Realeyes3D, a pioneer in mobile imaging applications and services for camera phones, and a trusted player in mobile document scanning with the award-winning Qipit service, has announced that it has “cracked” a key mobile commerce challenge: Making 1D bar codes readable with about any camera phone. The 1D barcode is the familiar striped stamp that is on everything from a bag of potato chips to your cell phone battery, and its decoding required dedicated optical readers until now.

Commercial-grade mobile 1D bar code scanning will reduce the time-to-market and go-to-market costs of mobile barcode decoding solutions, thus enabling in the near future a large number of m-commerce applications, such as in-shop competitive price comparison, instant access to product information, purchase of content and goods on the go, and many more. Mobile 1D bar code scanning has a market adoption potential that far exceeds that of mobile 2D bar code scanning, because 1D bar codes are already present on myriads of manufactured goods and printed content. On the contrary, 2D barcodes still have to be affixed on goods and content
RealEyes3D’s “one-click” 1D bar code deblurring technology, currently in pilot testing phase with major wireless carriers, relies on a breakthrough proprietary image processing technology that restores 1D bar code images shot from a camera phone, and enables them to be read with virtually any camera phone model available in the market.
As one of the most ubiquitous ways to store machine-readable information, barcodes create a link between physical objects and digital information. Regular 1D bar codes are everywhere, printed on billions of products worldwide and already linked to a vast number of both free and commercial databases.

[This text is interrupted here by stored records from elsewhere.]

PR #956, opened 2021-02-19
NDRS-912: Disable slashing.

afck:
For the first 90 days we only evict equivocating validators instead of slashing them.

https://casperlabs.atlassian.net/browse/NDRS-912

### DIFF
--- a/node/src/components/consensus/era_supervisor.rs
+++ b/node/src/components/consensus/era_supervisor.rs
@@ -909,8 +909,15 @@ where
                 // the block or seen as equivocating via the consensus protocol gets slashed.
                 let era_end = terminal_block_data.map(|tbd| EraReport {
                     rewards: tbd.rewards,
-                    equivocators: era.accusations(),
-                    inactive_validators: tbd.inactive_validators,
+                    // TODO: In the first 90 days we don't slash, and we just report all
+                    // equivocators as "inactive" instead. Change this back 90 days after launch,
+                    // and put era.accusations() into equivocators instead of inactive_validators.
+                    equivocators: vec![],
+                    inactive_validators: tbd
+                        .inactive_validators
+                        .into_iter()
+                        .chain(era.accusations())
+                        .collect(),
                 });
                 let finalized_block = FinalizedBlock::new(
                     value.into(),


node/src/components/consensus/era_supervisor.rs
```diff
@@ -909,8 +909,15 @@ where
...
-                    inactive_validators: tbd.inactive_validators,
+                    // TODO: In the first 90 days we don't slash, and we just report all
+                    // equivocators as "inactive" instead. Change this back 90 days after launch,
+                    // and put era.accusations() into equivocators instead of inactive_validators.
+                    equivocators: vec![],
+                    inactive_validators: tbd
+                        .inactive_validators
+                        .into_iter()
+                        .chain(era.accusations())
+                        .collect(),
```
goral09, line 920: Shouldn't we already encode this 90-day lockup in here?

afck: Yesterday we discussed that we wouldn't; and we'd just remove this with an update.

goral09: I don't think it's feasible – since upgrades are era-based and we're supposed to disable slashing for 90 days, we can't possible announce an upgrade that will take effect exactly 90 days genesis.

afck: Good point. Let's discuss in standup today.
I had assumed it wouldn't have to be _exactly_ 90 days.

EdHastingsCasperLabs (approved):

node/src/components/consensus/era_supervisor.rs
EdHastingsCasperLabs: Andreas is correct; the upgrade to re-enable slashing could go in at any point after the 90 days; it doesn't have to be razor sharp timing.

goral09: But we might miss the 90-days delay by … days or maybe even weeks actually. If we need to give people a couple weeks notice about the upgrade, pick the era at which we will do the upgrade, between the distributing new binary version and actually hitting that upgrade point we might speed up or slow down enough to miss that deadline by days.

afck: I created [NDRS-917](https://casperlabs.atlassian.net/browse/NDRS-917) for re-enabling it.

Drawing on its over five years experience designing and marketing successful mobile imaging applications, ’s invention leapfrogs the main blocking point for reading a 1D bar code from a mobile photo: the blur of the bar code lines. Most of the time, the small size of 1D bar codes makes it difficult for a camera phone user to take a photo of the code that is not blurred. When shot at a close distance, beyond the minimum focus distance of most camera phones, bar code lines become blurred in the image. The information they represent is destroyed, thus preventing correct decoding. This, together with the variety of bar code sizes, surfaces on which they are printed, and the poor quality of pictures of 1D bar codes produced by most camera phones, did not allow until now for mass-market commercial-grade 1D bar code mobile scanning. Only larger 1D bar codes could be decoded up until now with high-end camera phones (which feature either a macro mode or an auto focus lens), thus limiting the adoption of mobile 1D bar code scanning to a few pilot implementations and early adopters.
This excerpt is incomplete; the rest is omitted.